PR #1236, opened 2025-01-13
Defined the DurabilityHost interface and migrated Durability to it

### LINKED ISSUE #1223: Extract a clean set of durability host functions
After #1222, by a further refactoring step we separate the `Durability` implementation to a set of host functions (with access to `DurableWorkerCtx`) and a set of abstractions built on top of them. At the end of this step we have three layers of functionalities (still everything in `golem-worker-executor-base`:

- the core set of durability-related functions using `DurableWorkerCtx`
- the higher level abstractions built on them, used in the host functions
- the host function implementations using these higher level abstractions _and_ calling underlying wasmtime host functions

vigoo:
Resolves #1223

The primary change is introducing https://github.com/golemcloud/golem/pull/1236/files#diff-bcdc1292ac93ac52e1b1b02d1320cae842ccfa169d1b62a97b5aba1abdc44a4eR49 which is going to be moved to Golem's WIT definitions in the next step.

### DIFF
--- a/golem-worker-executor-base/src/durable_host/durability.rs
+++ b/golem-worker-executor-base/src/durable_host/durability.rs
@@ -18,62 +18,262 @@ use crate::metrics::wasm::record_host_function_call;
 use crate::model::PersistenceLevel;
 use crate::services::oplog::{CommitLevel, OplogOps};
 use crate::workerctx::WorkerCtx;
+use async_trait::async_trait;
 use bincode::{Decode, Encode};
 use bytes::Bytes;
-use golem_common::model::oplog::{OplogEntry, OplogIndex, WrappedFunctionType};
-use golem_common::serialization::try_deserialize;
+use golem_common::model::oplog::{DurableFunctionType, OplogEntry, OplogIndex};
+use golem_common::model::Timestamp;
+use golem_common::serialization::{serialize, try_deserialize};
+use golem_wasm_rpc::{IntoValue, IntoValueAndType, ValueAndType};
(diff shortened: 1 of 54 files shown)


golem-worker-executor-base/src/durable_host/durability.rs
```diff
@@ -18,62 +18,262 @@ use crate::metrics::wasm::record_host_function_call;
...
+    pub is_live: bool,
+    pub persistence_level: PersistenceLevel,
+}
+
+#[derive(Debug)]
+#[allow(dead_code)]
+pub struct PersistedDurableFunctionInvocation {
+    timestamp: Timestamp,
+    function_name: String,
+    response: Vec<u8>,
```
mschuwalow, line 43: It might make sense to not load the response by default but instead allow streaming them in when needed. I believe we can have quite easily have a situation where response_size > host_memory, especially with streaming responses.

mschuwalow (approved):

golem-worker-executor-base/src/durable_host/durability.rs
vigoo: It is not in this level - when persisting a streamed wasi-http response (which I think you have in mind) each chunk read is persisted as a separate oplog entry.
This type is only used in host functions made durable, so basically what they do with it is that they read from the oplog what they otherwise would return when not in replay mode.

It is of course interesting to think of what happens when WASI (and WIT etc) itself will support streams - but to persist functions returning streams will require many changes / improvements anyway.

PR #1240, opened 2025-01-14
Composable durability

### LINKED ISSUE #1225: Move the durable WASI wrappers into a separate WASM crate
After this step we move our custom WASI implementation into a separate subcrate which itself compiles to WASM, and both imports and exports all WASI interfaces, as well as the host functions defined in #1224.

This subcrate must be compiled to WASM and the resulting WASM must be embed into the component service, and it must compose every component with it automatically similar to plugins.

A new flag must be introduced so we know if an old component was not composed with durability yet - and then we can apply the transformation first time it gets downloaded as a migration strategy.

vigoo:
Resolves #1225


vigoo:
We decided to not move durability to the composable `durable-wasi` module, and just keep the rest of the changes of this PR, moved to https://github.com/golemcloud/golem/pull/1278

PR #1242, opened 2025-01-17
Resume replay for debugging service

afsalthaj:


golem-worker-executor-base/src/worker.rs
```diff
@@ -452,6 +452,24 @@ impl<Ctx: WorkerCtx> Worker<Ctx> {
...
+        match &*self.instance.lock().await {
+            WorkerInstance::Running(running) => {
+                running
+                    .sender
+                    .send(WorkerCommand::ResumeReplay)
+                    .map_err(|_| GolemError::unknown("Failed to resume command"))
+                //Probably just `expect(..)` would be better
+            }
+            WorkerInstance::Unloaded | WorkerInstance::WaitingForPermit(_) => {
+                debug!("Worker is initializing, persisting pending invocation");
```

• **Aim of the task**:
Whenever the string "LINKED" shows up in a line above, copy that line.

• **Solution**:
### LINKED ISSUE #1223: Extract a clean set of durability host functions
### LINKED ISSUE #1225: Move the durable WASI wrappers into a separate WASM crate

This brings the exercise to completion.